**TASK REQUIREMENTS**
Where the records below show a line containing "-# among them, the", start copying; end with the line containing "republish a name", and copy it too.

Records from a data collection:
□ □ □ □ □ □ □

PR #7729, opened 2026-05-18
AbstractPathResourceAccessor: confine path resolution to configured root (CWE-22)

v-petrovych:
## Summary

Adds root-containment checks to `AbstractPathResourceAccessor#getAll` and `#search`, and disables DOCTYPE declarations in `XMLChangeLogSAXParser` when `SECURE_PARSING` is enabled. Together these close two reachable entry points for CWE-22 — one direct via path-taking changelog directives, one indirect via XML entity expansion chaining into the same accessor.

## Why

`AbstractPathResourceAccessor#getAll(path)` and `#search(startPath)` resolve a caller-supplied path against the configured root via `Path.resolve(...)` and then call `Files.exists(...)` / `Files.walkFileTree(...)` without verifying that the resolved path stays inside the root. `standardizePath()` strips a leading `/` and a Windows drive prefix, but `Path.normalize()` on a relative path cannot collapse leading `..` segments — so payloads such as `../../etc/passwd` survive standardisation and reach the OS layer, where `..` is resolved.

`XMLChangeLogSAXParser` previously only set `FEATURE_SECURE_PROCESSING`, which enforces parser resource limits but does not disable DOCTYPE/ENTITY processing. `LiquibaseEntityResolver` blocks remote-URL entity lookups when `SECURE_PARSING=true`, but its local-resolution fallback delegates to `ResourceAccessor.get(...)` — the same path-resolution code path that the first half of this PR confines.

□ □ □ □ □ □ □

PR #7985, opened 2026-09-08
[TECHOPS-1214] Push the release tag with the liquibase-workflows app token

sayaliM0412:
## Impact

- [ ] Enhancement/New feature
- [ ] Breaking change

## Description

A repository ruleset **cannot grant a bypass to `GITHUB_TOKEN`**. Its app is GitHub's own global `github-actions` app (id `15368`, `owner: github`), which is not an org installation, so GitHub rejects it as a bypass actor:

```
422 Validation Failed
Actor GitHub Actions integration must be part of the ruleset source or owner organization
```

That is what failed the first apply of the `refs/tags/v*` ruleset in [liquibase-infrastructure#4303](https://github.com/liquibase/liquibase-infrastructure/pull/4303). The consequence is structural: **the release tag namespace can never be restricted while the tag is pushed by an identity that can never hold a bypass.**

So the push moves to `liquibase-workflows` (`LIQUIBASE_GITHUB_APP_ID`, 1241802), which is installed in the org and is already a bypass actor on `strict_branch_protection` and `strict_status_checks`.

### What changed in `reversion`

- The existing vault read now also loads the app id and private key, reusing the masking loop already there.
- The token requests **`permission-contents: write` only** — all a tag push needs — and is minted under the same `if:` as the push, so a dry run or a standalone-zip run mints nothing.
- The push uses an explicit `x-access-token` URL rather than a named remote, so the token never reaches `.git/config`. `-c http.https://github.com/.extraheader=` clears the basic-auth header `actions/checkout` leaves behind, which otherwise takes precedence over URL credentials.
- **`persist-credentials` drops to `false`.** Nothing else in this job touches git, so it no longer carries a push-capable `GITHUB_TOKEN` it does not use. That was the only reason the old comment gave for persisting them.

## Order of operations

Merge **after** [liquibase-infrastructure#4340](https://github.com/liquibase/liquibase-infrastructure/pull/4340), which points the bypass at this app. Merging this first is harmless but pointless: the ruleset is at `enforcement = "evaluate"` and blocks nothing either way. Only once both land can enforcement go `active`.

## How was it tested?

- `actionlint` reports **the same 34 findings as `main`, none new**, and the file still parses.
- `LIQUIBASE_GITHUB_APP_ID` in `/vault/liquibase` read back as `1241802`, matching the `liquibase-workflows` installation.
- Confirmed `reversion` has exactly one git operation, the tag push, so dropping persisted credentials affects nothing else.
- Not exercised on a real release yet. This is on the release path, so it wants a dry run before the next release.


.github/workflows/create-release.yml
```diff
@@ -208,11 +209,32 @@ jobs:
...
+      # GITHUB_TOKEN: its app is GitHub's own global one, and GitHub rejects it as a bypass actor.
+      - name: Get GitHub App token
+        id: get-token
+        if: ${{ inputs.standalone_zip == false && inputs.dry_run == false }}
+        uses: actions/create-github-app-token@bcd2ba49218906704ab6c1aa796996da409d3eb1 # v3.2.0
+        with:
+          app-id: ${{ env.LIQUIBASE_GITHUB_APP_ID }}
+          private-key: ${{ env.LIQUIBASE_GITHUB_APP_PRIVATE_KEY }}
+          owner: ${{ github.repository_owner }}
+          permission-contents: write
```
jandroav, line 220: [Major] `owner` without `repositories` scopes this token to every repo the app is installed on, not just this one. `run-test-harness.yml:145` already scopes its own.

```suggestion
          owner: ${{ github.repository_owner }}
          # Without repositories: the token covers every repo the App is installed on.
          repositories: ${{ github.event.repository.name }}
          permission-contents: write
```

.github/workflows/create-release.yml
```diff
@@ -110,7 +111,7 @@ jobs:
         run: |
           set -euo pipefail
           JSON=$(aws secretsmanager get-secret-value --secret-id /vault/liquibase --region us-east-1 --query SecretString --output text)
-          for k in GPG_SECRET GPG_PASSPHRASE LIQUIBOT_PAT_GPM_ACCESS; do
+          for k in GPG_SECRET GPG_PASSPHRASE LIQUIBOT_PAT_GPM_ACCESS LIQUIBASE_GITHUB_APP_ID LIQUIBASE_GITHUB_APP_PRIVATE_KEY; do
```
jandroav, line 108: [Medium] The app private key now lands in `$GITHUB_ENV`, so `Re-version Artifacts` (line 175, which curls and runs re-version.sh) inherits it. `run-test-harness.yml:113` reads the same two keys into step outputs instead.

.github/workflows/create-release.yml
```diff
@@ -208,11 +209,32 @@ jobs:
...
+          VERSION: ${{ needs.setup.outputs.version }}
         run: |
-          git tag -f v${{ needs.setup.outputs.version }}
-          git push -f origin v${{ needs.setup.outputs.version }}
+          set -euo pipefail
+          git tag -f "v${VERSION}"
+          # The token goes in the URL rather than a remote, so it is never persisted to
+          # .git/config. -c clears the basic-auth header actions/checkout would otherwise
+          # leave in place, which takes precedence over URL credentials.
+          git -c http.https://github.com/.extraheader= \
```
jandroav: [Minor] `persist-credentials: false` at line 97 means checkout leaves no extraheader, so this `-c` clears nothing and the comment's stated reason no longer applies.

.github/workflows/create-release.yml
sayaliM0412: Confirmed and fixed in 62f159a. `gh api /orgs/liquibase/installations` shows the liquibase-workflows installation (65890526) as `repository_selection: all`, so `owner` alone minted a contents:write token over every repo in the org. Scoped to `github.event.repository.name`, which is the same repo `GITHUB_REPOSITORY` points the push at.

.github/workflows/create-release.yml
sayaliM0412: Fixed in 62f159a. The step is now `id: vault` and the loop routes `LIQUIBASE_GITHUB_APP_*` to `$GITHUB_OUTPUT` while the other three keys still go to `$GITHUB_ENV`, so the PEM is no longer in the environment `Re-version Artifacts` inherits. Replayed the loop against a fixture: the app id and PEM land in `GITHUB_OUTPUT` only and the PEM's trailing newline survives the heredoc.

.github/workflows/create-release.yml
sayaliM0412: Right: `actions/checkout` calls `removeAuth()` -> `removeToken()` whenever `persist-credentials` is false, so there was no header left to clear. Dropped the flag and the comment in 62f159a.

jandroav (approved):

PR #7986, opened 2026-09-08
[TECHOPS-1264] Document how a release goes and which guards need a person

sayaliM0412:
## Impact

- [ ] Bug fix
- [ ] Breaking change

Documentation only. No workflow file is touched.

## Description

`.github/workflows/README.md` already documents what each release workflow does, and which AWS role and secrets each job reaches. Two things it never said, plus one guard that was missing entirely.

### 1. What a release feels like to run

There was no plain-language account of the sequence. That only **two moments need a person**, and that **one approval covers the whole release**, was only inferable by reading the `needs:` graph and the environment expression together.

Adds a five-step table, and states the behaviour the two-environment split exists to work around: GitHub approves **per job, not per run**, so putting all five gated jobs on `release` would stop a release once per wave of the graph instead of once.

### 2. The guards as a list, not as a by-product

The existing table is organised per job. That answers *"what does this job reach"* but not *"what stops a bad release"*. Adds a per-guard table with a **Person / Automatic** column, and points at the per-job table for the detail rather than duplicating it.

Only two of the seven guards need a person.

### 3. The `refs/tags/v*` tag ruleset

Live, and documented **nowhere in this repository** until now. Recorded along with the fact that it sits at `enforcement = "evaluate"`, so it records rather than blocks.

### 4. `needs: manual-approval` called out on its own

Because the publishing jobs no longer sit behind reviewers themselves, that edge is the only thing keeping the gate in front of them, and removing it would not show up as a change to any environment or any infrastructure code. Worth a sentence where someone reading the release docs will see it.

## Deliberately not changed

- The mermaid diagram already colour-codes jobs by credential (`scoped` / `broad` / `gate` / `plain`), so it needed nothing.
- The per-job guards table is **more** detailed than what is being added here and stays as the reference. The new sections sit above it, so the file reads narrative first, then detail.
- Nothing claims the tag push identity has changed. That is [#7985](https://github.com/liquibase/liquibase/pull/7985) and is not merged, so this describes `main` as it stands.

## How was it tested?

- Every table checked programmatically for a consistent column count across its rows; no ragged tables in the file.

□ □ □ □ □ □ □

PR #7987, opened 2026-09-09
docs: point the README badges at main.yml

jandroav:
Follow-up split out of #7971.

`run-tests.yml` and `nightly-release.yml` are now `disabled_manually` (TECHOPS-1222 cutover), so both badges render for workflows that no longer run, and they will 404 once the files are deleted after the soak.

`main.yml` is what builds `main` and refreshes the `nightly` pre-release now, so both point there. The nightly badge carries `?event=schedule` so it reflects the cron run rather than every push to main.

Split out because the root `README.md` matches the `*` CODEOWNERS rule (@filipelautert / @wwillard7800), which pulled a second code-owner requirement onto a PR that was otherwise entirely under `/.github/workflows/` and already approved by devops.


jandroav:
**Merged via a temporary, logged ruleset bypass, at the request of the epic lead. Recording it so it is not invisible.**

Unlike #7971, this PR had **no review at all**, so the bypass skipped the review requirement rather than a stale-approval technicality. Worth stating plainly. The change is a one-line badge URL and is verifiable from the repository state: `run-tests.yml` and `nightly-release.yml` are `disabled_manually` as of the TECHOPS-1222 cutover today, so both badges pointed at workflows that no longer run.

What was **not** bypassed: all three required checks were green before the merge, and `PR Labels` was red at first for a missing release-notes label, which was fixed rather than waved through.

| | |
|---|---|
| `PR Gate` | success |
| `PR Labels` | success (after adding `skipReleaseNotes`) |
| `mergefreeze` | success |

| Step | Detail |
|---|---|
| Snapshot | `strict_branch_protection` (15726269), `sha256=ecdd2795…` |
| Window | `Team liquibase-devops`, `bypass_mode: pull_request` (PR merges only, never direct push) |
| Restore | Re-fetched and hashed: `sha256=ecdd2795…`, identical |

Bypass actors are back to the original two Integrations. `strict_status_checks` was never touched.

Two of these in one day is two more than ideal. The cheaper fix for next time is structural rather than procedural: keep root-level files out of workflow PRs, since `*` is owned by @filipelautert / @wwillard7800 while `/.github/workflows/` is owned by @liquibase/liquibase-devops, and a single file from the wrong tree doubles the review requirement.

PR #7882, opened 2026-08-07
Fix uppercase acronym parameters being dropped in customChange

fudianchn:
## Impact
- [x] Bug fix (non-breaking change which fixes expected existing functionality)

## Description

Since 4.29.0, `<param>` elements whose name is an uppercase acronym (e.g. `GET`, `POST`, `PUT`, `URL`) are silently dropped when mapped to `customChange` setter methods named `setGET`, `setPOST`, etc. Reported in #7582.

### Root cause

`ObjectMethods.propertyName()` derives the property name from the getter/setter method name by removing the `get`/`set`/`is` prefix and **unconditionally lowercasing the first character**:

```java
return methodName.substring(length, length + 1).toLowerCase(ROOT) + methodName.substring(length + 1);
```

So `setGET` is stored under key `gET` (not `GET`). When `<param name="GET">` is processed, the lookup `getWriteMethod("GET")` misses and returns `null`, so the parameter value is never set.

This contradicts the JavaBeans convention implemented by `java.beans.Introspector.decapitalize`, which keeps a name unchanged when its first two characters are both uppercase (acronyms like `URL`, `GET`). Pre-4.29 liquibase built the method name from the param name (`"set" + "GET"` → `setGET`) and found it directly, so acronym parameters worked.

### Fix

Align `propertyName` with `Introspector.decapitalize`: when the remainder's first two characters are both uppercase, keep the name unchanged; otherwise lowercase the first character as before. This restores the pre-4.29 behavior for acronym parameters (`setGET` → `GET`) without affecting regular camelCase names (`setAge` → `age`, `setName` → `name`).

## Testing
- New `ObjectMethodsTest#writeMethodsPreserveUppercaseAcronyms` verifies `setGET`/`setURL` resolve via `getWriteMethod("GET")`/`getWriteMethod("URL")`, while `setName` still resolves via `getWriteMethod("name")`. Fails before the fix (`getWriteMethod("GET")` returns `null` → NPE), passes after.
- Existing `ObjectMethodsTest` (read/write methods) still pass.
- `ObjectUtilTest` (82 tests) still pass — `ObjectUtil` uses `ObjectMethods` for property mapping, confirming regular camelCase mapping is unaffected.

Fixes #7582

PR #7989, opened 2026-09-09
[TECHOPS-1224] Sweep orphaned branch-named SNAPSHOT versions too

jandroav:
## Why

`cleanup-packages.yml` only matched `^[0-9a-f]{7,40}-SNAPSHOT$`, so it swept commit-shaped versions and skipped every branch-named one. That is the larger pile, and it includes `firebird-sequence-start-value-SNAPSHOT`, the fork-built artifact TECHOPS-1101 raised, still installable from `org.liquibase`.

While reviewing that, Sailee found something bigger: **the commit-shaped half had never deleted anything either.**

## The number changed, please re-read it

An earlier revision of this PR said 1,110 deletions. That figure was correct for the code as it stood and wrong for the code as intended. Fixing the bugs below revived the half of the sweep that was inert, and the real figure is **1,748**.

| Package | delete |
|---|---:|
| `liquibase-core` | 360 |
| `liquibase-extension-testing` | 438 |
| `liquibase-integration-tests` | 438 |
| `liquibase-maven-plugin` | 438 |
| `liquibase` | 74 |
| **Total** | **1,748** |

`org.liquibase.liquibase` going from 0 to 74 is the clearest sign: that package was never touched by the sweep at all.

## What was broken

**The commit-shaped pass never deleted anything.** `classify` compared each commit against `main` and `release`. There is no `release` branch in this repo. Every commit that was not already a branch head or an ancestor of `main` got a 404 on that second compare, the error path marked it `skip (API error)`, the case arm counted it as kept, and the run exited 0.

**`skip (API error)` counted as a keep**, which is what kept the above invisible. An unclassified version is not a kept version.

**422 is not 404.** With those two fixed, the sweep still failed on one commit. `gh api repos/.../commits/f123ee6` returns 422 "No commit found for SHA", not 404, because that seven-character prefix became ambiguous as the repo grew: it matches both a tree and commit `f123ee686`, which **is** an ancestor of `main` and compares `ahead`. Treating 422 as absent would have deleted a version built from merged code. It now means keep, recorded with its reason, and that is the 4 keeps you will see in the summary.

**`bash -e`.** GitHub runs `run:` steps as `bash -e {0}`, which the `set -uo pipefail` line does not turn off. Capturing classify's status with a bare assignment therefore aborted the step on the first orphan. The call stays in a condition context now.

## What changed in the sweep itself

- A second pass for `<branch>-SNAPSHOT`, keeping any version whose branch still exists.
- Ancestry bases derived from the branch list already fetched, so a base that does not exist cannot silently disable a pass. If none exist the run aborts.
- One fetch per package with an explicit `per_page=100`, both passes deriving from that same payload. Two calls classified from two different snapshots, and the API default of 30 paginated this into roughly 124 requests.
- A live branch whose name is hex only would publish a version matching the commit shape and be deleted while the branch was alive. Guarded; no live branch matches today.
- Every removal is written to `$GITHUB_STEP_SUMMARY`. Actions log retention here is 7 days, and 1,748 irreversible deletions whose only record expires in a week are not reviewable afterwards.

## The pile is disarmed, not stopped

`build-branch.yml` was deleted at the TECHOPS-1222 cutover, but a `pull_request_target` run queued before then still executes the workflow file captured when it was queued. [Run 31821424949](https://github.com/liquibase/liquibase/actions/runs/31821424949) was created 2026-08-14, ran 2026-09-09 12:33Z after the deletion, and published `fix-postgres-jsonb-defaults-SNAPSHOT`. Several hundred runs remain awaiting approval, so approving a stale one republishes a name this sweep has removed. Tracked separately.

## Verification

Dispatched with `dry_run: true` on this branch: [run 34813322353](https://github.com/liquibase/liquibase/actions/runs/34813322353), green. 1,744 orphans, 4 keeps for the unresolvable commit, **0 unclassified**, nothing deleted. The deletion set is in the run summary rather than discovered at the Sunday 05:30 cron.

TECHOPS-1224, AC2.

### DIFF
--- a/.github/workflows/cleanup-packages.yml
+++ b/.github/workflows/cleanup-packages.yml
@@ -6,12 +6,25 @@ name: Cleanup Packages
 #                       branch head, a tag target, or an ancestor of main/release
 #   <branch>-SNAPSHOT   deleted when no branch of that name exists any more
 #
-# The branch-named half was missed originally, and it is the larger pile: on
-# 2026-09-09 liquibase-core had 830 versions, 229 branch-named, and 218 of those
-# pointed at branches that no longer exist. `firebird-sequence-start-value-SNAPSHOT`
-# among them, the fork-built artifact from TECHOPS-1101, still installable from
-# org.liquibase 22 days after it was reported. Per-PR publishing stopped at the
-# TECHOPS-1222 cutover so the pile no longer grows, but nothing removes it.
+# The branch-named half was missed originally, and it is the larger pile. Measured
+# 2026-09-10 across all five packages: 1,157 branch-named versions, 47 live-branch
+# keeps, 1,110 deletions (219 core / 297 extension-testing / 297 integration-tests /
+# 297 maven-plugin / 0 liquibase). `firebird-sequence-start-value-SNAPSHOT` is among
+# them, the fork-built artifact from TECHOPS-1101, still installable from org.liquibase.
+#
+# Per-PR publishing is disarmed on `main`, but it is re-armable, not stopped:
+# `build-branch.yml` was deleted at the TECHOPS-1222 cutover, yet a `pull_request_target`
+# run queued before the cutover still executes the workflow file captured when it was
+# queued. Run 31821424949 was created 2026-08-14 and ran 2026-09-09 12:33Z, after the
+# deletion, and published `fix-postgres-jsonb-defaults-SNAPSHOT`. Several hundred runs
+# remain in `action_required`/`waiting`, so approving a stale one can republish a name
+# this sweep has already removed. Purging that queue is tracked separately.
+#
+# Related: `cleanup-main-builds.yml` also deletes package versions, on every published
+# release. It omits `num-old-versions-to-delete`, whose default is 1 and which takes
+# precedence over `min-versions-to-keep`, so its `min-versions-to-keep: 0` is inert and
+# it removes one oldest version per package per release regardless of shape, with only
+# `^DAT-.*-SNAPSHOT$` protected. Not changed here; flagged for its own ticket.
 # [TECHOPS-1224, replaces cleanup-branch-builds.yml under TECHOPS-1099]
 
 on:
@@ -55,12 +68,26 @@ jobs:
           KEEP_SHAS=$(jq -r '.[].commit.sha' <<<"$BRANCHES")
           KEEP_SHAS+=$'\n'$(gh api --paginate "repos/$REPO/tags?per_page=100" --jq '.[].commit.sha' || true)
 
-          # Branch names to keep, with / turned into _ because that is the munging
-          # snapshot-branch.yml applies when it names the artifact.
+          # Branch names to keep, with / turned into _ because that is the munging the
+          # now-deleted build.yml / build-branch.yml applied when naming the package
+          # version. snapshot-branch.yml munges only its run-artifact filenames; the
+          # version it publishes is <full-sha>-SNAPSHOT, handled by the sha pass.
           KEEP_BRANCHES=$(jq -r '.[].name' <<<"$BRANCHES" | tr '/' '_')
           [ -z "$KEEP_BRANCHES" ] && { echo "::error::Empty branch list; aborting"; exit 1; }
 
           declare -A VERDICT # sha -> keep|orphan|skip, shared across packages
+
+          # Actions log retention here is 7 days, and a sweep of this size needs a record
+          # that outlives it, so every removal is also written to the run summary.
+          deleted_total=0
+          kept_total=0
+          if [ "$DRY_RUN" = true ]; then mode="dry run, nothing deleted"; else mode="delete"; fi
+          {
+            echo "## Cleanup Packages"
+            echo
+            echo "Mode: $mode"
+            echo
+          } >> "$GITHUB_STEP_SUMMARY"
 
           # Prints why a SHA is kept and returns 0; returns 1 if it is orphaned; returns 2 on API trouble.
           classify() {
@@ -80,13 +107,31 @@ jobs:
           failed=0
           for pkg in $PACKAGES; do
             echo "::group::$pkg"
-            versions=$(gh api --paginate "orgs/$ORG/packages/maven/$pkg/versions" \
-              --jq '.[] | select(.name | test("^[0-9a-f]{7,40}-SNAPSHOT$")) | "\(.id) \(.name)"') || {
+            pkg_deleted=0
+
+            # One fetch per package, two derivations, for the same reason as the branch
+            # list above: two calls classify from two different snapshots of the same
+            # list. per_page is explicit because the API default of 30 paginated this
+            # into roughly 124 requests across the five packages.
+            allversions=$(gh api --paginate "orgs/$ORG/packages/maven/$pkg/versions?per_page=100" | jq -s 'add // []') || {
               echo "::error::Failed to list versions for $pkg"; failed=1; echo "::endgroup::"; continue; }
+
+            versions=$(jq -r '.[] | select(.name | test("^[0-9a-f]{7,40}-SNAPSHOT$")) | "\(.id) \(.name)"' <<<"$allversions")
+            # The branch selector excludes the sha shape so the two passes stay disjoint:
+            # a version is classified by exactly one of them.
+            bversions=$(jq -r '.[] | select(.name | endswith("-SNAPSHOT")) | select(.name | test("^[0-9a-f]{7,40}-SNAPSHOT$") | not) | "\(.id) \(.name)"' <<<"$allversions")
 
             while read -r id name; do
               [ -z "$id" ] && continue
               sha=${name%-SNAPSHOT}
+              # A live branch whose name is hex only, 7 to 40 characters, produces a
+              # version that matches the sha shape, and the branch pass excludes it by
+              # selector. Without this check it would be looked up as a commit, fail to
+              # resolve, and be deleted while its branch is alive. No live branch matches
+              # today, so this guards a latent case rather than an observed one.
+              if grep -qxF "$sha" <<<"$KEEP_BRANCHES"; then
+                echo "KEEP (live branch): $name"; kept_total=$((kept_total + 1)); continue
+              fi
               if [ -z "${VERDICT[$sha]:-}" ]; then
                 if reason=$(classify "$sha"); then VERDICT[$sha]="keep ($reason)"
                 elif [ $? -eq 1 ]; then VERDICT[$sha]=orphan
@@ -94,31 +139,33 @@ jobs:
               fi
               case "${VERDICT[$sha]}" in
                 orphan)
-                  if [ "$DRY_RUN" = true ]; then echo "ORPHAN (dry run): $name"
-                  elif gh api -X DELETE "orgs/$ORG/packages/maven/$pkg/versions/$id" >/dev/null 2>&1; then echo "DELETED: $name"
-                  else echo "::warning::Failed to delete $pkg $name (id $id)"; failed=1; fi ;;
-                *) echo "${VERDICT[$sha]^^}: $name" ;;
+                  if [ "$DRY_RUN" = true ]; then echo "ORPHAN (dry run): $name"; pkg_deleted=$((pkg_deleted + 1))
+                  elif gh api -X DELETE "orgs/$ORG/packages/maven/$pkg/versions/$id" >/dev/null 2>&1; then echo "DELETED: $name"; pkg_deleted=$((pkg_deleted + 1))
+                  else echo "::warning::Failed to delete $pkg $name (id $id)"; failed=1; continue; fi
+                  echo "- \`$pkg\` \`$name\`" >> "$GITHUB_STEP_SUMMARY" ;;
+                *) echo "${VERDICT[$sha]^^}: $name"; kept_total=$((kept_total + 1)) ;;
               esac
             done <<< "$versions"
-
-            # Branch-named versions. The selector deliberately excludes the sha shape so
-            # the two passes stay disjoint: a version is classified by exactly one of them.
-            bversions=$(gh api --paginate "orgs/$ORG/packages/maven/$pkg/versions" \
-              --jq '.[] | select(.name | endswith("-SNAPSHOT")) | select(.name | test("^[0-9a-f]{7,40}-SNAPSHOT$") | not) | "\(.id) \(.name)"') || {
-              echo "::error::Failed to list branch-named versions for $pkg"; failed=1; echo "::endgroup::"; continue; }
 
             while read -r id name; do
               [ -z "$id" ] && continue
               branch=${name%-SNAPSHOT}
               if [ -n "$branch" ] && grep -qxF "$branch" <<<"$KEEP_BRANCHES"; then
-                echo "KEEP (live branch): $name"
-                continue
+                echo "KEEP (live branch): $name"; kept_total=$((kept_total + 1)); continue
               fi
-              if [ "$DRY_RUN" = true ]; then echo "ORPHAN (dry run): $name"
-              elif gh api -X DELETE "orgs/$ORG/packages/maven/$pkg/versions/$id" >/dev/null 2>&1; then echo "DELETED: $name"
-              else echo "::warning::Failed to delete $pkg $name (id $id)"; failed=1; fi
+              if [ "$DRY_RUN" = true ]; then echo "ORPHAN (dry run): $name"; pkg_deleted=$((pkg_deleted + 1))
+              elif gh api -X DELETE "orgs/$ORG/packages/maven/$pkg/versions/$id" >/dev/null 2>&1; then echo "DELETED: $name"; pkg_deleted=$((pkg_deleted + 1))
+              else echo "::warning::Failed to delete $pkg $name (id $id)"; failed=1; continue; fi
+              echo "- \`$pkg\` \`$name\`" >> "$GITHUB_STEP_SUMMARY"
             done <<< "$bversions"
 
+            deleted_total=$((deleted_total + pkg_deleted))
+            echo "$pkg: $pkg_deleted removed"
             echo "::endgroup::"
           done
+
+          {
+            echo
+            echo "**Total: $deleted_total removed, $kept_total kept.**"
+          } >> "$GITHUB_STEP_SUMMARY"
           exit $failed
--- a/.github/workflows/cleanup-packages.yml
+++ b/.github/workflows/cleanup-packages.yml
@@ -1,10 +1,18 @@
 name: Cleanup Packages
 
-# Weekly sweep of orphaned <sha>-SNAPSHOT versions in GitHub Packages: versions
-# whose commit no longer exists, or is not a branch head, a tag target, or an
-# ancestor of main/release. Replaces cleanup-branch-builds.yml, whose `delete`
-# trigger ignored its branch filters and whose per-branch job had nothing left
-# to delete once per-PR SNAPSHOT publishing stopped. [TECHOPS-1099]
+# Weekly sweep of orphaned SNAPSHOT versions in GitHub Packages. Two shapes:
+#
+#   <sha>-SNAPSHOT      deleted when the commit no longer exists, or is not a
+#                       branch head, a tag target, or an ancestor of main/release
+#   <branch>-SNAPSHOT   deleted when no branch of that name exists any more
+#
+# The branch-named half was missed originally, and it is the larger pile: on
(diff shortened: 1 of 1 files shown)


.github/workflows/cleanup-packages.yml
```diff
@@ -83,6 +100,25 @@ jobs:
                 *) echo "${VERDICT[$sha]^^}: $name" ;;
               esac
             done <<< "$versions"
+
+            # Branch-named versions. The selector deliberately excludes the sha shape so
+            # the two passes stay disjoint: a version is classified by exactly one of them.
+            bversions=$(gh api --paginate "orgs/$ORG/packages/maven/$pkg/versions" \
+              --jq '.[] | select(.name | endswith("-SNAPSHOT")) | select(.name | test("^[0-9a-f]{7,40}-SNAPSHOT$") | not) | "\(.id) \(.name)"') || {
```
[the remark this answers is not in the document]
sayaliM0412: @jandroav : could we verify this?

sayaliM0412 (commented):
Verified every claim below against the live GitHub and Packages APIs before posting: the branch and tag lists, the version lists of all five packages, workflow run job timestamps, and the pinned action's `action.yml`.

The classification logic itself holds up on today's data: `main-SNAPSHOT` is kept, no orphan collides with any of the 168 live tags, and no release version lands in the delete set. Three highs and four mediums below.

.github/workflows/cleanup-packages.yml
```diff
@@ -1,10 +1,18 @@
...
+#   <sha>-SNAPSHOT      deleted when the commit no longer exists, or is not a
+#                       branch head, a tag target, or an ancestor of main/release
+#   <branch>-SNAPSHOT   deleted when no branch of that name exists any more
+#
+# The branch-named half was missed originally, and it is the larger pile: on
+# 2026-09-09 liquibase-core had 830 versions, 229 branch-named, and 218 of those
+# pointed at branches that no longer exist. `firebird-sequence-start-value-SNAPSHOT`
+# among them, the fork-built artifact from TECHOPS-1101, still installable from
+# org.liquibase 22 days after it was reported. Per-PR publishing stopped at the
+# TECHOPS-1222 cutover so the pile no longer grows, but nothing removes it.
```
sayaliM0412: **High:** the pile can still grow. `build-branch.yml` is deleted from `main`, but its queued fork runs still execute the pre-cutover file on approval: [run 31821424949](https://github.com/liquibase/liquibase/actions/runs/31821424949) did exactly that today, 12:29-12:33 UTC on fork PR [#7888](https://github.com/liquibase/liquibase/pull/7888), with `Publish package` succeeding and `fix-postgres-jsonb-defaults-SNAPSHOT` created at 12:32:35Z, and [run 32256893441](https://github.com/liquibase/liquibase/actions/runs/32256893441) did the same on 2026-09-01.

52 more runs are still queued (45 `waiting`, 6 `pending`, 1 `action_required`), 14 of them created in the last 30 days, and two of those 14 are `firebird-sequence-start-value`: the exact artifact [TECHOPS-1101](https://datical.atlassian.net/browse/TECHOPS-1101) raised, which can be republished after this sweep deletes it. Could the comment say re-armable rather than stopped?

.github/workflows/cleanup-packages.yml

□ □ □ □ □ □ □

**TASK OUTPUT**
-# among them, the fork-built artifact from TECHOPS-1101, still installable from
-# org.liquibase 22 days after it was reported. Per-PR publishing stopped at the
-# TECHOPS-1222 cutover so the pile no longer grows, but nothing removes it.
+# The branch-named half was missed originally, and it is the larger pile. Measured
+# 2026-09-10 across all five packages: 1,157 branch-named versions, 47 live-branch
+# keeps, 1,110 deletions (219 core / 297 extension-testing / 297 integration-tests /
+# 297 maven-plugin / 0 liquibase). `firebird-sequence-start-value-SNAPSHOT` is among
+# them, the fork-built artifact from TECHOPS-1101, still installable from org.liquibase.
+#
+# Per-PR publishing is disarmed on `main`, but it is re-armable, not stopped:
+# `build-branch.yml` was deleted at the TECHOPS-1222 cutover, yet a `pull_request_target`
+# run queued before the cutover still executes the workflow file captured when it was
+# queued. Run 31821424949 was created 2026-08-14 and ran 2026-09-09 12:33Z, after the
+# deletion, and published `fix-postgres-jsonb-defaults-SNAPSHOT`. Several hundred runs
+# remain in `action_required`/`waiting`, so approving a stale one can republish a name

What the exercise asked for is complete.